Boat show hours at Qwest Field Event Center: Weekdays, Noon-8 pm;
Saturdays, 10 am-8pm; Sunday 10 am-6 pm. At Chandler's Cove on South Lake
Union: Weekdays, 11 am-5 pm; Weekends, 10 am-5 pm. For more information
visit http://www.seattleboatshow.com
All media receive complimentary entry into the Seattle Boat Show.

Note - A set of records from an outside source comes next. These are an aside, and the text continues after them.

PR #303, opened 2015-08-25
Remove sysmaxint as a placeholder in Job.py (resolves #227)

### LINKED ISSUE #227: Replace sys.maxint with None

cket:
sys.maxint is also used as the default for the max resources flags in common, but those usages seem appropriate and were kept.

### DIFF
--- a/src/toil/job.py
+++ b/src/toil/job.py
@@ -59,8 +59,8 @@ class Job(object):
         require to run. Cores is the number of CPU cores required.
         """
         self.cores = cores
-        self.memory = human2bytes(str(memory)) if memory else memory
-        self.disk = human2bytes(str(disk)) if disk else disk
+        self.memory = human2bytes(str(memory)) if memory is not None else memory
+        self.disk = human2bytes(str(disk)) if disk is not None else disk
         #Private class variables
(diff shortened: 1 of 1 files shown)


src/toil/job.py
```diff
@@ -59,11 +59,8 @@ def __init__(self, memory=sys.maxint, cores=sys.maxint, disk=sys.maxint):
         require to run. Cores is the number of CPU cores required.
         """
         self.cores = cores
-        # passing sys.maxint to human2bytes seems to result in some float imprecision, and returns a value 1
-        # larger than sys.maxint. We later assume that any value here not equal to sys.maxint must be the user's value
-        # so it is passed to the batch system, which cannot allocate that many resources.
-        self.memory = human2bytes(str(memory)) if memory!=sys.maxint else sys.maxint
-        self.disk = human2bytes(str(disk)) if disk!=sys.maxint else sys.maxint
+        self.memory = human2bytes(str(memory)) if memory else memory
```
hannes-ucsc: I'd prefer "is not None" otherwise the empty string would sneak through. With "is not None" you'd get an exception.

For
interviews or press requests, please contact Lisa Samuelson at 206-954-2574
or [email protected]. During the show dates, please visit the Show
Office located on the Concourse level at Qwest Field Event Center to gain
media access._

Rushie


----------



## Derek Roger (Feb 19, 2005)

Unfortunatly the Mahout wont be there !! 
She was shown briefly in " You Only Live Twice " in Kobe Japan . 

Oh happy Days Derek


----------



## reklaw (Dec 4, 2005)

There was a glimpse of Canberra in "Live and Let Die" too if I remember correctly.


----------